WHAT YOU WILL DO: Check each line below for "elifs" and report how many have it, nothing else.

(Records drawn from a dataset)
<<<<
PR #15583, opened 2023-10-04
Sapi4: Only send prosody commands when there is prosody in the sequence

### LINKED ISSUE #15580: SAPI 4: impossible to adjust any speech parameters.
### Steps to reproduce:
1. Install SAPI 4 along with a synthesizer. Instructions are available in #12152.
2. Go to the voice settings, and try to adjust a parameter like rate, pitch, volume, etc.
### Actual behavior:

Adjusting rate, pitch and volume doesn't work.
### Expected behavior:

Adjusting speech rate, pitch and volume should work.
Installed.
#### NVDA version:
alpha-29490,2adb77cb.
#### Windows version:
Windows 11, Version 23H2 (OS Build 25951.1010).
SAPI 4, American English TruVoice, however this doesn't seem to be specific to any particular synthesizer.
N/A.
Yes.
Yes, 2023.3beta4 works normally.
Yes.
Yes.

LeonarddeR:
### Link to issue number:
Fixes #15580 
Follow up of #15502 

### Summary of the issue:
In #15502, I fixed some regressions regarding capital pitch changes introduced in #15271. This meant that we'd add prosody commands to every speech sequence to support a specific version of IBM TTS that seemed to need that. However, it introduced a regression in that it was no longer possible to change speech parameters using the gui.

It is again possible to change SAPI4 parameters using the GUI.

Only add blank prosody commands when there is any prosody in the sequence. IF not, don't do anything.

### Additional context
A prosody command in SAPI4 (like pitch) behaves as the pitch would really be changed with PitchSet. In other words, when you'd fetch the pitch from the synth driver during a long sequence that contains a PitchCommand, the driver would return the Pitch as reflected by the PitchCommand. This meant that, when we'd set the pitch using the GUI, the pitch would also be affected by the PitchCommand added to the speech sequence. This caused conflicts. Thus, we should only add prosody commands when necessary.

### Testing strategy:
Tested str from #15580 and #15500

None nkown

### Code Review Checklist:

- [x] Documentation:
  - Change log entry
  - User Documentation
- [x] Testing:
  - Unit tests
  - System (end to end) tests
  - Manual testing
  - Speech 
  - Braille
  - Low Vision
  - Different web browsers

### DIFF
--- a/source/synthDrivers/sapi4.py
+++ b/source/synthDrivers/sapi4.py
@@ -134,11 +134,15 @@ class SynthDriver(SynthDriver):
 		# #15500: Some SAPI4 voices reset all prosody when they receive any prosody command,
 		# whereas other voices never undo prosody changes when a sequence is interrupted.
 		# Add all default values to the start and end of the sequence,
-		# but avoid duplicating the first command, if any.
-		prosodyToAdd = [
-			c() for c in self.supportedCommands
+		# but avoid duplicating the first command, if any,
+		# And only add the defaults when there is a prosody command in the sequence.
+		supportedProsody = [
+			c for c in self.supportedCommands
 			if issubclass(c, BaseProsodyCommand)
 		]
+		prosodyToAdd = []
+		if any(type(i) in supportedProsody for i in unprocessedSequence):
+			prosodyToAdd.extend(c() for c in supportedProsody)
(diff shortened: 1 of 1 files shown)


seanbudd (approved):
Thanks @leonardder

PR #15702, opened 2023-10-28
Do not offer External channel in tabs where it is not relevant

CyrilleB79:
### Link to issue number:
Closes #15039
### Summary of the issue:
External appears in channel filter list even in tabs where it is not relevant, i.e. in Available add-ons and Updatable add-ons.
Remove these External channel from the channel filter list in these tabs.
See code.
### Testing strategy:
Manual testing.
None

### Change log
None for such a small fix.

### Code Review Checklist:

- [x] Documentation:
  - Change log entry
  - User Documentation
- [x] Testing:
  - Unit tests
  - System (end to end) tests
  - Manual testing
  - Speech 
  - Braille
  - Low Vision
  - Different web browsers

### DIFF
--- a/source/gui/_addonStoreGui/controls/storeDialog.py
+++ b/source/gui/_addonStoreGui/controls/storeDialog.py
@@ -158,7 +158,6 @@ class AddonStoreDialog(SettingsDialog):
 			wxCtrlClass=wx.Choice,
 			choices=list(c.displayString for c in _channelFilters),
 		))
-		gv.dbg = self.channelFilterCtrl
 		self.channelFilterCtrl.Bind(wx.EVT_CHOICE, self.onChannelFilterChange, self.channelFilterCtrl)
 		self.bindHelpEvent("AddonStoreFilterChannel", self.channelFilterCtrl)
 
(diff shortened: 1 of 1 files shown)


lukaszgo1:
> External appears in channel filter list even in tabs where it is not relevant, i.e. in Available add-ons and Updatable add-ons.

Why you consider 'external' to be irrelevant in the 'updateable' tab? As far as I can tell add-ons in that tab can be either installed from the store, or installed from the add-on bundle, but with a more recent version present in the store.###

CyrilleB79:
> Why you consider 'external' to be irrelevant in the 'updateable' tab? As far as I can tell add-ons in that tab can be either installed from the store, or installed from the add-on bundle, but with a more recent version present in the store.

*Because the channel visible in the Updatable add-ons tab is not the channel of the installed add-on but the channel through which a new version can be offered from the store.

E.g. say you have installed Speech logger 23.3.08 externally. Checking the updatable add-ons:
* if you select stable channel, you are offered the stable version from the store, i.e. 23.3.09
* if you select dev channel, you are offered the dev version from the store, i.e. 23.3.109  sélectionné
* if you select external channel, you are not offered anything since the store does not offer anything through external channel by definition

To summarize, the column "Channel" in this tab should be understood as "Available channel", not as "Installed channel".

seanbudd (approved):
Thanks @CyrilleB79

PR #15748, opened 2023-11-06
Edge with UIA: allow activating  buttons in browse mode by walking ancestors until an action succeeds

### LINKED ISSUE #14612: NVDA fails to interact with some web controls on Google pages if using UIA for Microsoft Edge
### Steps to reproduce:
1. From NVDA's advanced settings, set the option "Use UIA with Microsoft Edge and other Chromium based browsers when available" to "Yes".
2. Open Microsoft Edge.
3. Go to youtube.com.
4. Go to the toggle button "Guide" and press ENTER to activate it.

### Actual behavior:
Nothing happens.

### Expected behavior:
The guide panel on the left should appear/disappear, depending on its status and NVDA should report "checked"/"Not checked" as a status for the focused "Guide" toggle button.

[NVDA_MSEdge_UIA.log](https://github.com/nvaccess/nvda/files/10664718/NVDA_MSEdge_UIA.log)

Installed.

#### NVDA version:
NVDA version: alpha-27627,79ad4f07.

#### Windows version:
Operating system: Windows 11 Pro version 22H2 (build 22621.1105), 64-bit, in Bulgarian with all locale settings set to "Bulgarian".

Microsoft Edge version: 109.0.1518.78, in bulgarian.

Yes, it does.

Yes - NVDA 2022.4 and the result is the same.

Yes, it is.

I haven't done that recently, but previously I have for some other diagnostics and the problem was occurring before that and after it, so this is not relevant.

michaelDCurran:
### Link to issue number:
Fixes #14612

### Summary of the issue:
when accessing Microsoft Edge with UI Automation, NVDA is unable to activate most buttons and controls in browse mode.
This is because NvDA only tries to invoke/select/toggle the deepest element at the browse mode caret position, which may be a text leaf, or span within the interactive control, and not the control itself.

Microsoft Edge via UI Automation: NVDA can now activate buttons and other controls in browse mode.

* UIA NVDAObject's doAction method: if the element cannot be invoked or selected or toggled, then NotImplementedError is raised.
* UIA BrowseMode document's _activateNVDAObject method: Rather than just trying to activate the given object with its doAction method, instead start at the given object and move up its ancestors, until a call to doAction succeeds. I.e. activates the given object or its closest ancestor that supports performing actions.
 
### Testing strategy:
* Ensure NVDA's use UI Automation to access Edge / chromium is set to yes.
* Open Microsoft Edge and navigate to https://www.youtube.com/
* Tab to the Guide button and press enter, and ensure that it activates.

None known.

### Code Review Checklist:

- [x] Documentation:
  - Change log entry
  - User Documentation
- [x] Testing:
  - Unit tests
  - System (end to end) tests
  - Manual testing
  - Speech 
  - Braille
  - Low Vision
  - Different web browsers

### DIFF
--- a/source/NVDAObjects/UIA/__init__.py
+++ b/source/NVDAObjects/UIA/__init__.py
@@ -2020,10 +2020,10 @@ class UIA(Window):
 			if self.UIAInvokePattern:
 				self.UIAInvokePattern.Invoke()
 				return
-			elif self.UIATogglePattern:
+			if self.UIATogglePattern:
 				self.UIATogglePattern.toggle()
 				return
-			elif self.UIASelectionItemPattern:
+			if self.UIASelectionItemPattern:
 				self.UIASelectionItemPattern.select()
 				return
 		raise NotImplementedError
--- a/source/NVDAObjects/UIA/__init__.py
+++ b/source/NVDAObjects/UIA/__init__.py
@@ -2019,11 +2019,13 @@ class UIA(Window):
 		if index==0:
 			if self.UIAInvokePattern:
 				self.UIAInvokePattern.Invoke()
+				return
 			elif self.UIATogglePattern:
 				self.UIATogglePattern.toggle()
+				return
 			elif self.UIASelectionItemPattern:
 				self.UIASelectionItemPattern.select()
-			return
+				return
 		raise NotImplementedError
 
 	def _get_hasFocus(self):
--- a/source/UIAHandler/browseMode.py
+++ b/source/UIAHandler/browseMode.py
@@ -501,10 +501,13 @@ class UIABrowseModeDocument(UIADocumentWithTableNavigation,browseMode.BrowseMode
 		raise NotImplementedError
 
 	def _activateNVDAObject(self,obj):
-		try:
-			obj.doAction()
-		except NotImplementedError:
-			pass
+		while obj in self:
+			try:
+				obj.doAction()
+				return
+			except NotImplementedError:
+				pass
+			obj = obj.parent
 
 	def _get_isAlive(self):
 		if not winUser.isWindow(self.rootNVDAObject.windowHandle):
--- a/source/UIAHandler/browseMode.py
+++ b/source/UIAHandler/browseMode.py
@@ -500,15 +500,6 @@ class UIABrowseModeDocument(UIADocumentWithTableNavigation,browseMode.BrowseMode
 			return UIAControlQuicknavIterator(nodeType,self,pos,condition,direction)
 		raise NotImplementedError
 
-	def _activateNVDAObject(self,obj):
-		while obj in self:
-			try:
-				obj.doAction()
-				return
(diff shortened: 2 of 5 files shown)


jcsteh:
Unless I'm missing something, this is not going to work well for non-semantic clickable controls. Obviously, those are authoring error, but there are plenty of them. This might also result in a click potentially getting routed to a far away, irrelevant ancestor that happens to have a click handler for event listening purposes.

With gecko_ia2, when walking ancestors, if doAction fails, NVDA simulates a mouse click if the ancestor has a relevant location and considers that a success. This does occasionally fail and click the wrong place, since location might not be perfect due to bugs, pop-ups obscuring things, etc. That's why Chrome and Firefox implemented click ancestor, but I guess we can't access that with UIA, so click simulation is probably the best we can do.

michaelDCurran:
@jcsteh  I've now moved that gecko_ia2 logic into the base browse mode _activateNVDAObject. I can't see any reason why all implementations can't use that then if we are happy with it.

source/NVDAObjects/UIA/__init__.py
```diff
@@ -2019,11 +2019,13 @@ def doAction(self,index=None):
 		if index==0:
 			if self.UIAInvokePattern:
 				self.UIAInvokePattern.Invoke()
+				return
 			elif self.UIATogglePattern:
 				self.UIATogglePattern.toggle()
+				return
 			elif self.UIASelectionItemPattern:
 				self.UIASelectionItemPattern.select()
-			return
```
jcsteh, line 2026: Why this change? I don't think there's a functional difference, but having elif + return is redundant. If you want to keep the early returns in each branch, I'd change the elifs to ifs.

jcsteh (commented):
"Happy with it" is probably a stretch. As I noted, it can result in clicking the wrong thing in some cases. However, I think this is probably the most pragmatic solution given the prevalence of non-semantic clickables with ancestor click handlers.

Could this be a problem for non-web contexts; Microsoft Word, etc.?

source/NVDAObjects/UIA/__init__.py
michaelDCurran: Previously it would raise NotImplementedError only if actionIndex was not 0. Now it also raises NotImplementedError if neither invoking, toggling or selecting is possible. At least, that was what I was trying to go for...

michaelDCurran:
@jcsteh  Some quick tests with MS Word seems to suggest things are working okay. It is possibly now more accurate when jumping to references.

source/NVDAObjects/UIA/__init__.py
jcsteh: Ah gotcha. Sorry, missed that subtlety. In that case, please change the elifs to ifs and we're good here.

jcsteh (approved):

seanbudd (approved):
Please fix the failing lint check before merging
>>>>
ANSWER BOX: 2